Of course, a trip back home is always a joyful experience, but one would have thought that there is a much bigger world to be seen, with its different cultures, cuisine, geographical features and so many more. Why should our experience of the Great Wall of China, the Great Barrier Reef, the Grand Canyon and a host of wonderful attractions all the world over be limited to what we read in our geography class back in school and what we see on television? Surely if one has the means to explore the world, one must make the very best of it? It should be a human, not European or American, trait to want to see other parts of the world.

So dear boga, next time you book your holiday at work, try something new. Put Accra on hold.
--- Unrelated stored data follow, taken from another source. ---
PR #367, opened 2025-03-08
Add standalone functions for certain operations on arrays and groups.

teo-tsirpanis:
[SC-64187](https://app.shortcut.com/tiledb-inc/story/64187/add-standalone-apis-to-create-arrays-and-groups)

This PR adds the following functions to TileDB-Go:

```go
func CreateArray(context *tiledb.Context, uri string, schema *tiledb.ArraySchema) error

func CreateGroup(context *tiledb.Context, uri string)

func ConsolidateArray(tdbCtx *Context, uri string, config *Config) error

func VacuumArray(tdbCtx *Context, uri string, config *Config) error
```

Before that, in order to create an array or a group, or consolidate or vacuum an array, you had to first allocate an object with the `New***` function. This is inconsistent with what the C API exposes and what other APIs do.

The changes themselves are pretty straightforward; the majority of changes in this PR are to update all tests and examples to use the new APIs.

### DIFF
--- a/array.go
+++ b/array.go
@@ -221,7 +221,7 @@ func (a *Array) Close() error {
 	return nil
 }
 
-// Create creates a new TileDB array given a context, URI and schema.
+// CreateArray creates a new TileDB array given a context, URI and schema.
 func CreateArray(tdbCtx *Context, uri string, arraySchema *ArraySchema) error {
 	curi := C.CString(uri)
 	defer C.free(unsafe.Pointer(curi))
--- a/array.go
+++ b/array.go
@@ -208,17 +208,22 @@ func (a *Array) Close() error {
 	return nil
 }
 
-// Create creates a new TileDB array given an input schema.
-func (a *Array) Create(arraySchema *ArraySchema) error {
-	curi := C.CString(a.uri)
+// Create creates a new TileDB array given a context, URI and schema.
+func CreateArray(tdbCtx *Context, uri string, arraySchema *ArraySchema) error {
+	curi := C.CString(uri)
 	defer C.free(unsafe.Pointer(curi))
-	ret := C.tiledb_array_create(a.context.tiledbContext, curi, arraySchema.tiledbArraySchema)
-	runtime.KeepAlive(a)
+	ret := C.tiledb_array_create(tdbCtx.tiledbContext, curi, arraySchema.tiledbArraySchema)
+	runtime.KeepAlive(tdbCtx)
 	runtime.KeepAlive(arraySchema)
 	if ret != C.TILEDB_OK {
-		return fmt.Errorf("error creating tiledb array: %w", a.context.LastError())
+		return fmt.Errorf("error creating tiledb array: %w", tdbCtx.LastError())
 	}
 	return nil
+}
+
+// Create creates a new TileDB array given an input schema.
+func (a *Array) Create(arraySchema *ArraySchema) error {
+	return CreateArray(a.context, a.uri, arraySchema)
 }
 
 // Consolidate consolidates the fragments of an array into a single fragment.
--- a/array.go
+++ b/array.go
@@ -69,6 +69,59 @@ func newArrayFromHandle(tdbCtx *Context, arrayHandle arrayHandle) *Array {
 	return &Array{context: tdbCtx, tiledbArray: arrayHandle}
 }
 
+// ConsolidateArray consolidates the fragments of an array into a single fragment.
+// You must first finalize all queries to the array before consolidation can
+// begin (as consolidation temporarily acquires an exclusive lock on the array).
+func ConsolidateArray(tdbCtx *Context, uri string, config *Config) error {
+	if config == nil {
+		return errors.New("Config must not be nil for Consolidate")
+	}
+
+	curi := C.CString(uri)
+	defer C.free(unsafe.Pointer(curi))
+	ret := C.tiledb_array_consolidate(tdbCtx.tiledbContext.Get(), curi, config.tiledbConfig.Get())
+	runtime.KeepAlive(tdbCtx)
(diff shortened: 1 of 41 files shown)


array.go
```diff
@@ -208,19 +208,24 @@ func (a *Array) Close() error {
...
+	runtime.KeepAlive(tdbCtx)
 	runtime.KeepAlive(arraySchema)
 	if ret != C.TILEDB_OK {
-		return fmt.Errorf("error creating tiledb array: %w", a.context.LastError())
+		return fmt.Errorf("error creating tiledb array: %w", tdbCtx.LastError())
 	}
 	return nil
 }
 
+// Create creates a new TileDB array given an input schema.
```
teo-tsirpanis, line 224:
```suggestion
// Create creates a new TileDB array given an input schema.
// Deprecated: Use CreateArray instead.
```

group.go
```diff
@@ -36,19 +36,24 @@ func NewGroup(tdbCtx *Context, uri string) (*Group, error) {
 	return &group, nil
 }
 
-// Create creates a new TileDB group.
-func (g *Group) Create() error {
-	curi := C.CString(g.uri)
+// Create creates a new TileDB group given a context and URI.
```
teo-tsirpanis, line 39:
```suggestion
// Create creates a new TileDB group given a context and URI.
// Deprecated: Use CreateGroup instead.
```

teo-tsirpanis:
There are more functions in a similar situation, like consolidating and vacuuming.

array.go
```diff
@@ -208,59 +208,76 @@ func (a *Array) Close() error {
...
 
 	runtime.KeepAlive(config)
 	return nil
 }
 
-// Vacuum cleans up the array, such as consolidated fragments and array metadata.
-func (a *Array) Vacuum(config *Config) error {
+// Consolidate consolidates the fragments of the array into a single fragment.
+// You must first finalize all queries to the array before consolidation can
+// begin (as consolidation temporarily acquires an exclusive lock on the array).
```
teo-tsirpanis, line 252:
```suggestion
// begin (as consolidation temporarily acquires an exclusive lock on the array).
// Deprecated: Use ConsolidateArray instead.
```

array.go
```diff
@@ -208,59 +208,76 @@ func (a *Array) Close() error {
...
 	if ret != C.TILEDB_OK {
-		return fmt.Errorf("error vacuuming tiledb array: %w", a.context.LastError())
+		return fmt.Errorf("error vacuuming tiledb array: %w", tdbCtx.LastError())
 	}
 
 	runtime.KeepAlive(config)
 	return nil
 }
 
+// Vacuum cleans up the array, such as consolidated fragments and array metadata.
```
teo-tsirpanis, line 276:
```suggestion
// Vacuum cleans up the array, such as consolidated fragments and array metadata.
// Deprecated: Use VacuumArray instead.
```

shaunrd0 (commented):
Looks like there are conflicts from #370 but LGTM once those are resolved, thanks for doing this!

array.go
teo-tsirpanis: > I don't see a reason to deprecate?

The reason is the same with the `Create` APIs: there is no C API to consolidate/vacuum an already opened array. TileDB-Go so far has provided a mostly 1:1 API surface with the C API, and these methods require extra book-keeping of the URI that I would like to remove.

> a client would probably just prefix with calls to Array.URI() and Array.Context() anyhow

This might be a valid scenario for consolidation, but people really shouldn't vacuum an already open array. 😅

shaunrd0: Ah I see, thanks for the clarification! SGTM if you'd like to deprecate them

group.go
```diff
@@ -36,19 +36,24 @@ func NewGroup(tdbCtx *Context, uri string) (*Group, error) {
...
+	ret := C.tiledb_group_create(tdbCtx.tiledbContext, curi)
+	runtime.KeepAlive(tdbCtx)
 	if ret != C.TILEDB_OK {
-		return fmt.Errorf("error in creating group: %w", g.context.LastError())
+		return fmt.Errorf("error in creating group: %w", tdbCtx.LastError())
 	}
 	return nil
 }
 
+// Create creates a new TileDB group.
```
teo-tsirpanis, line 52:
```suggestion
// Create creates a new TileDB group.
// Deprecated: Use CreateGroup instead.
```

group.go
teo-tsirpanis: Added suggestion in the correct place. Thanks for noticing!

array.go
```diff
@@ -208,59 +208,76 @@ func (a *Array) Close() error {
...
-func (a *Array) Vacuum(config *Config) error {
+// Consolidate consolidates the fragments of the array into a single fragment.
+// You must first finalize all queries to the array before consolidation can
+// begin (as consolidation temporarily acquires an exclusive lock on the array).
+func (a *Array) Consolidate(config *Config) error {
+	return ConsolidateArray(a.context, a.uri, config)
+}
+
+// VacuumArray cleans up an array, such as consolidated fragments and array metadata.
+func VacuumArray(tdbCtx *Context, uri string, config *Config) error {
```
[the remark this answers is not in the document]
teo-tsirpanis: Done.

array.go
```diff
@@ -208,59 +208,76 @@ func (a *Array) Close() error {
 	return nil
 }
 
-// Create creates a new TileDB array given an input schema.
-func (a *Array) Create(arraySchema *ArraySchema) error {
-	curi := C.CString(a.uri)
+// Create creates a new TileDB array given a context, URI and schema.
+func CreateArray(tdbCtx *Context, uri string, arraySchema *ArraySchema) error {
```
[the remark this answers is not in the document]
teo-tsirpanis: Fixed comment.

Get an Atlas and explore your options, and then sail/fly off to explore other parts of the world without feeling you are engaging in a bout of ‘abrofosem’. Seychelles, Mauritius, Goa, Bangkok and Morroco are all nice, I gather. If you have children, give them the opportunities to fertilise their minds. Go on, the world is your oyster. Ghana can always wait, unless of course it is about that funeral or other important event. Remember man shall not live by cement blocks and the latest car or flat screen TV alone. It pays to broaden the mind by exploring the world. You need proper rest away from everyone and everything, just lazing about without a care in the world, with your mobile phone firmly switched off, alone in your lovely cocoon, even if only for two weeks.



Travel and see, they say. And they don’t just mean a direct return flight from Amsterdam or New York or London to Accra all the time.



The writer is the author of Abrokyir Nkomo: Reflections of A Ghanaian Immigrant, which was published in June 2009.